▶ **EXERCISE DETAILS**
Copy the data that follows, exactly and completely.

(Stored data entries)
● ● ●

PR #792, opened 2026-09-21
fix(stats): keep pnorm finite-valued at infinite arguments under Eigen 5

### LINKED ISSUE #784: Segfault with Eigen 5+
When updating the conda recipe for 1.0.0, CI initially failed: https://github.com/conda-forge/pyvinecopulib-feedstock/actions/runs/35360781908/job/105651226083

The following fixed it:

```YAML
host:
  ...
  - eigen >=3.4,<5
```

We need to investigate this.

tnagler:
Fixes #784.

## What was wrong

Eigen 5's `erf` for `double` (`generic_fast_erf<double>` in
`SpecialFunctionsImpl.h`) has no input clamp, unlike its `erfc`: an infinite
argument goes through `inf * inf` and `inf - inf` and comes out NaN, where
Eigen 3.4 returned ±1. This is independent of vectorization (same result
with `EIGEN_DONT_VECTORIZE`) and also affects finite arguments around 1e300.

`tools_stats::pnorm` is `0.5 * (1 + erf(x / sqrt 2))`. `find_latent_sample`
evaluates `pnorm(qnorm(1) + b) = pnorm(inf)` for the top level of every
discrete variable, so the upper box bounds became NaN. The NaN-to-`size_t`
cast in `BoxCovering::get_box_indices` then produced a garbage cell index
and the covering was read past its end. On Linux with ASan this is a
heap-buffer-overflow in `test_tools_stats.find_latent_sample_is_deterministic`;
on Windows it is the access violation reported in #784 (the pyvinecopulib
tests exercise discrete models).

The Linux job failure in #784 is a different problem: pyvinecopulib's
libclang docstring extractor cannot parse the GCC 15 intrinsics headers that
Eigen 5 pulls in. That is a downstream tooling issue (e.g. pass
`-DEIGEN_DONT_VECTORIZE` to the mkdoc parse), not a library bug.

## The fix

- `pnorm` clamps its argument to [-40, 40] before calling `erf`. The CDF is
  exactly 0 or 1 in double precision beyond that range, so results are
  bit-identical on Eigen 3.4 (checked on a 2001-point grid against
  `0.5 * erfc(-x / sqrt 2)`, max difference 1.1e-16) and finite on Eigen 5.
  NaN passes through unchanged, as before.
- `BoxCovering` maps coordinates through a clamped `cell` helper, so a
  coordinate of exactly 1 (which `pnorm` can produce far in the tail) lands in
  the last cell instead of one past it, and bounds outside the unit square
  are capped at the boundary cells. This is the same defect class and would
  otherwise remain a latent out-of-bounds write in `swap_sample`.

## Verification

- `main` built against Eigen 5.0.1 with `-DVINECOPULIB_SANITIZERS=ON`
  (Debug, GCC 12): before the fix, ASan heap-buffer-overflow as described;
  after the fix, the full suite passes (769 tests, 106 R-parity skips) with
  no sanitizer reports.
- New tests: `pnorm_saturates_in_the_tails` (±inf, ±1e300, ±50, NaN) and
  `box_covering_handles_the_boundary`.

I could not confirm from the Eigen commit history whether upstream has fixed
`erf` at infinity since 5.0.1; the clamp makes the library independent of
that either way.


tvatter:
LGTM but I'd like to verify it actually fixes the issue I noticed in vinecopulib before claiming it actually fixes #784. Did you?

tvatter:
Verified in https://github.com/vinecopulib/pyvinecopulib/pull/352

PR #324, opened 2020-10-24
Update cause card styling

### LINKED ISSUE #307: [VMS] Modify cause card UI
* The text in `EventsPageCauseCard` is not always centered :/ see this:

* Let's fix this! Also refer to Figma design spec for any padding values, etc.

migueldlr:
Closes #307 

This change centers text in the cause card
We also add the `isSmall` prop to handle the two sizes in the Figma, defaulting to the large size


PC98 (approved):
Awesome! Do you know when we will have to use the non-small variant though?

● ● ●

▶ **EXERCISE RESULT**
PR #792, opened 2026-09-21
fix(stats): keep pnorm finite-valued at infinite arguments under Eigen 5

### LINKED ISSUE #784: Segfault with Eigen 5+
When updating the conda recipe for 1.0.0, CI initially failed: https://github.com/conda-forge/pyvinecopulib-feedstock/actions/runs/35360781908/job/105651226083

The following fixed it:

```YAML
host:
  ...
  - eigen >=3.4,<5
```

We need to investigate this.

tnagler:
Fixes #784.

## What was wrong

Eigen 5's `erf` for `double` (`generic_fast_erf<double>` in
`SpecialFunctionsImpl.h`) has no input clamp, unlike its `erfc`: an infinite
argument goes through `inf * inf` and `inf - inf` and comes out NaN, where
Eigen 3.4 returned ±1. This is independent of vectorization (same result
with `EIGEN_DONT_VECTORIZE`) and also affects finite arguments around 1e300.

`tools_stats::pnorm` is `0.5 * (1 + erf(x / sqrt 2))`. `find_latent_sample`
evaluates `pnorm(qnorm(1) + b) = pnorm(inf)` for the top level of every
discrete variable, so the upper box bounds became NaN. The NaN-to-`size_t`
cast in `BoxCovering::get_box_indices` then produced a garbage cell index
and the covering was read past its end. On Linux with ASan this is a
heap-buffer-overflow in `test_tools_stats.find_latent_sample_is_deterministic`;
on Windows it is the access violation reported in #784 (the pyvinecopulib
tests exercise discrete models).

The Linux job failure in #784 is a different problem: pyvinecopulib's
libclang docstring extractor cannot parse the GCC 15 intrinsics headers that
Eigen 5 pulls in. That is a downstream tooling issue (e.g. pass
`-DEIGEN_DONT_VECTORIZE` to the mkdoc parse), not a library bug.

## The fix

- `pnorm` clamps its argument to [-40, 40] before calling `erf`. The CDF is
  exactly 0 or 1 in double precision beyond that range, so results are
  bit-identical on Eigen 3.4 (checked on a 2001-point grid against
  `0.5 * erfc(-x / sqrt 2)`, max difference 1.1e-16) and finite on Eigen 5.
  NaN passes through unchanged, as before.
- `BoxCovering` maps coordinates through a clamped `cell` helper, so a
  coordinate of exactly 1 (which `pnorm` can produce far in the tail) lands in
  the last cell instead of one past it, and bounds outside the unit square
  are capped at the boundary cells. This is the same defect class and would
  otherwise remain a latent out-of-bounds write in `swap_sample`.

## Verification

- `main` built against Eigen 5.0.1 with `-DVINECOPULIB_SANITIZERS=ON`
  (Debug, GCC 12): before the fix, ASan heap-buffer-overflow as described;
  after the fix, the full suite passes (769 tests, 106 R-parity skips) with
  no sanitizer reports.
- New tests: `pnorm_saturates_in_the_tails` (±inf, ±1e300, ±50, NaN) and
  `box_covering_handles_the_boundary`.

I could not confirm from the Eigen commit history whether upstream has fixed
`erf` at infinity since 5.0.1; the clamp makes the library independent of
that either way.


tvatter:
LGTM but I'd like to verify it actually fixes the issue I noticed in vinecopulib before claiming it actually fixes #784. Did you?

tvatter:
Verified in https://github.com/vinecopulib/pyvinecopulib/pull/352

PR #324, opened 2020-10-24
Update cause card styling

### LINKED ISSUE #307: [VMS] Modify cause card UI
* The text in `EventsPageCauseCard` is not always centered :/ see this:

* Let's fix this! Also refer to Figma design spec for any padding values, etc.

migueldlr:
Closes #307 

This change centers text in the cause card
We also add the `isSmall` prop to handle the two sizes in the Figma, defaulting to the large size


PC98 (approved):
Awesome! Do you know when we will have to use the non-small variant though?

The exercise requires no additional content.